→ Information shown
PR #171, opened 2016-08-12
Kodi initial fix

redPanther:
another fix for kodi initial state. Now it should work when on startup video is playing a or menu is displayed.

### DIFF
--- a/include/kodivideochecker/KODIVideoChecker.h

→ Required work
The answer must be an exact copy of every record above.

→ Result for this exercise
PR #171, opened 2016-08-12
Kodi initial fix

redPanther:
another fix for kodi initial state. Now it should work when on startup video is playing a or menu is displayed.

### DIFF
--- a/include/kodivideochecker/KODIVideoChecker.h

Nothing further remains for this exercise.